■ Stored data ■
PR #2629, opened 2022-02-17
Add test which accessed property backing field via reflection

vitek-karas:
Test for https://github.com/dotnet/linker/issues/2628

### DIFF
--- a/test/Mono.Linker.Tests.Cases/DataFlow/AnnotatedMembersAccessedViaReflection.cs
+++ b/test/Mono.Linker.Tests.Cases/DataFlow/AnnotatedMembersAccessedViaReflection.cs
@@ -563,6 +563,13 @@ namespace Mono.Linker.Tests.Cases.DataFlow
 				typeof (AnnotatedProperty).RequiresAll ();
 			}
 
+			// Analyzer doesn't produce this warning https://github.com/dotnet/linker/issues/2628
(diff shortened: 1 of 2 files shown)


jtschuster (approved):
Just curious, why use `derivedInstance.GetType ()` instead of `typeof (DerivedWithAnnotation)` in TypeHierarchyReflectionWarnings.cs?

tlakollo:
> Just curious, why use `derivedInstance.GetType ()` instead of `typeof (DerivedWithAnnotation)` in TypeHierarchyReflectionWarnings.cs?

typeof() is an operator to obtain a type known at compile-time, the behavior is consistent from the standpoint of static analysis so the linker relies on the exact knowledge of the type. And we ignore the fact that the `type` can be annotated for this case.
Object.GetType() gets the exact runtime type of the current instance. The behavior can vary and therefore we have different ways to handle it. For example, if the type is sealed, Object.GetType() will behave like typeof() ignoring the annotations on the type if any. The difference is that in certain scenarios we would have to fulfill the annotation on the type.
It's not a simple scenario, but at least is somewhat documented in the [code](https://github.com/dotnet/linker/blob/main/src/linker/Linker.Dataflow/ReflectionMethodBodyScanner.cs#L967-L1027) and a little bit less covered in this [doc](https://github.com/dotnet/linker/blob/main/docs/design/DAM-on-type-and-RUC-interaction.md)

tlakollo (approved):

■ Task statement ■
Of the lines above, show those in which "Mono" appears.

■ Answer to this problem ■
--- a/test/Mono.Linker.Tests.Cases/DataFlow/AnnotatedMembersAccessedViaReflection.cs
+++ b/test/Mono.Linker.Tests.Cases/DataFlow/AnnotatedMembersAccessedViaReflection.cs
@@ -563,6 +563,13 @@ namespace Mono.Linker.Tests.Cases.DataFlow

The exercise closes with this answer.